===== Source material =====

PR #374, opened 2023-12-17
Mikers/subnet nonce2

snissn:
see https://github.com/consensus-shipyard/ipc-solidity-actors/issues/372


adlrocha (approved):
This is a great point and LGTM. Now I am wondering if we should propagate this change also to other nonces throughout the system like cross-net message nonces, and applied cross-net message nonces.

raulk:
@snissn Hey, in the future can we please make sure to update PR titles so that they're more explanatory of what they're achieving? Note that PR titles and descriptions also make it into the commit log on merge, and "mikers/subnet nonce2" is a commit message that will age very poorly.

PR #388, opened 2023-12-18
Reduce the integration test base contract state by adding test actors

dnkolegov:


adlrocha (approved):
LGTM. Do you mind rebasing and merging? (let me know if you are not around and I could try to do it myself, but I don't want to mess up anything).

PR #392, opened 2023-12-18
Update registration policy

dnkolegov:
This PR addresses that [discussion](https://filecoinproject.slack.com/archives/C04JR5R1UL8/p1701770112802639?thread_ts=1701734407.601389&cid=C04JR5R1UL8) and tries to make `join` simpler for reasoning.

=====

### [Your objective]
Each entry is to be written out exactly as it was given.

### [Result of the task]
PR #374, opened 2023-12-17
Mikers/subnet nonce2

snissn:
see https://github.com/consensus-shipyard/ipc-solidity-actors/issues/372


adlrocha (approved):
This is a great point and LGTM. Now I am wondering if we should propagate this change also to other nonces throughout the system like cross-net message nonces, and applied cross-net message nonces.

raulk:
@snissn Hey, in the future can we please make sure to update PR titles so that they're more explanatory of what they're achieving? Note that PR titles and descriptions also make it into the commit log on merge, and "mikers/subnet nonce2" is a commit message that will age very poorly.

PR #388, opened 2023-12-18
Reduce the integration test base contract state by adding test actors

dnkolegov:


adlrocha (approved):
LGTM. Do you mind rebasing and merging? (let me know if you are not around and I could try to do it myself, but I don't want to mess up anything).

PR #392, opened 2023-12-18
Update registration policy

dnkolegov:
This PR addresses that [discussion](https://filecoinproject.slack.com/archives/C04JR5R1UL8/p1701770112802639?thread_ts=1701734407.601389&cid=C04JR5R1UL8) and tries to make `join` simpler for reasoning.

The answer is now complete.